“Transformations Un-disciplined” – Ioan Fazey

A repost from Ioan Fazey…”The field of transformation is growing. Yet to be successful in shaping the future of our world, those contributing to this field will need to overcome the many constraints imposed by existing knowledge systems. After all, while science and technological advances have brought many benefits, they have also unleashed many new challenges, like climate change, obesity and plastics in the oceans. As Nicholas Maxwell points out in his book on ‘From Knowledge to Wisdom’, such problems have arisen due to an emphasis on producing vast amounts of knowledge about the nature of the universe and our place within it, rather than on learning how to create a wiser world.

Doing more of the same will not be enough. To progress the field of transformation, those involved will therefore need to learn to be disciplined in being un-disciplined. This includes efforts to continuously redefine the field, to avoid reinforcing the status quo, to break the highly compartmentalized systems of knowledge production, while ensuring that transparency and openness prevail, and that group think is avoided. There will be a need to strenuously guard against complacency, continue to push boundaries, and to simultaneously engage in different ways of doing things differently whilst also working from within to disrupt the constraints of the knowledge systems of which we are a part.

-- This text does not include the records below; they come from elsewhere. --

PR #212, opened 2017-05-13
Prepare SRF when SMW is loaded via extension.json

mwjames:
- Move checks to `$wgExtensionFunctions` to ensure SMW is loaded before it is checked especially when SMW `extension.json` is involved 
- Streamline `SemanticResultFormats` to work as any other extension in https://github.com/SemanticMediaWiki
- Renamed `SemanticResultFormats.settings.php` to `DefaultSettings.php`


mwjames:
@kghbln FYI; Everything should work as before but it would have definitely not worked after #1732 got merged.

kghbln:
> Everything should work as before

Affirmative. No disruptions whatsoever on sandbox since this was merged.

Fortunately, there have been many exciting developments over the last year, including the Transformations to Sustainability conference in Dundee, Scotland in 2017, and these look set to continue with the forthcoming Seedbeds conference in South Africa, the leverage points conference in Leuphana in early 2019, and the next Transformations conference in the Global South in Santiago, Chile in October 2019. The SDG Transformations Forum has also been established, and the projects associated with the ISSC T2S programme have matured. There has also been a growth in attention to transformation methodologies, such as through AR+, the Belmont Forum, and publications such as our recent work on ‘ten essentials’. Wider recognition of transformation is also growing, seen through examples like the Royal Scottish Geographic Society’s spring 2018 magazine, which had transformation as its main theme.